Really? I think that is one of its strongest points. being able to switch branches by just going 'git checkout <branch>' and immediately having the entire file structure switched out to what's 'contained' in the new branch was a big win for me.

Git also alerts you when you've made changes and are switching branches, so you can commit or stash your changes to the branch you were on and not mix it up with the new branch, unless thats what you really want to do.

> It's very easy to find yourself on no branch at all

Interesting. In what situation would that happen? I always thought you had to be on some sort of branch (master) at least to use git.

> It's merging workflow is awful - I'm fine with correcting the odd whitespace-as-conflict, but I find the fact that git presents me with >>>>> eyebiting ====== conflict markers <<<<<< even when I'm using a merge tool difficult to excuse.
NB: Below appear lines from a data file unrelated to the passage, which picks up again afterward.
PR #337, opened 2021-10-19
Add why use airnode docs page

Siegrift:
This is a page I (subjectively) had in mind and was missing.

I realize this is subjective (and I am not a particularly experienced writer) so I'd like feedback and proofread.
Any thoughts what could be added?

### DIFF
--- a/docs/airnode/v1.0/sidebar.js
+++ b/docs/airnode/v1.0/sidebar.js
@@ -3,7 +3,7 @@ module.exports = [
     title: 'Introduction', initialOpenGroupIndex: 0, collapsable: true,
     children: [
       '',
-      //'introduction/why-use-airnode'
+      'introduction/why-use-airnode'
     ]
   },
   {
--- a/docs/common/why-use-airnode.md
+++ b/docs/common/why-use-airnode.md
@@ -6,50 +6,47 @@ title: Why use Airnode?
 
 <TOC class="table-of-contents" :include-level="[2,3]" />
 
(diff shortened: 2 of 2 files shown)


wkande:
@Siegrift  So I like the **pros** list. The doc overall quickly answers it own question "Why use Airnode?" Not so sure about the **cons**. This doc will be one of the very first that new users will read. Its very title will draw them in. From a marketing perspective the cons could have a negative impact. Should we comment out the **cons** and see if later they might be better discussed somewhere else?

Siegrift:
> Should we comment out the cons and see if later they might be better discussed somewhere else?

Nope, it should get discussed here and now. If it's something we don't want to have I'll remove it.

wkande:
OK why don't we go with it and get input (or see what the reactions are). I might go back and try and candy coat them a little.

Siegrift:
Yeah, there are assigned as reviewers on the PR, so they already received a notification :)

amarthadan (commented):
I personally quite like when some software documentation has a cons section. It feels more like they know what they're doing, these are the compromises that needed to be made and they're giving you all the information. So, I'm for keeping that section even without any sugarcoating, but if you think it's necessary I'm ok with that.

wkande (approved):
I can live with this.

dcroote:
@Siegrift  - I've updated the language, softening parts but remaining fair and retaining the key messages elsewhere. There ended up being enough edits that suggesting changes through github wasn't productive so I pushed directly.

Siegrift:
I agree this is much better. I'm merging.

Sounds like we're complaing about a cosmetic issue.

> Frankly, I see two kinds of arguments in support of git:

How about the fact that its branching model is pretty awesome and it gives you the tools to do exactly what you want with your version control (rebase, amending commit histories etc)?


"Really? I think that is one of its strongest points. being able to switch branches by just going 'git checkout <branch>' and immediately having the entire file structure switched out to what's 'contained' in the new branch was a big win for me. Git also alerts you when you've made changes and are switching branches, so you can commit or stash your changes to the branch you were on and not mix it up with the new branch, unless thats what you really want to do."

Cheap branching is a fantastic feature - that all the open DVCS tools have.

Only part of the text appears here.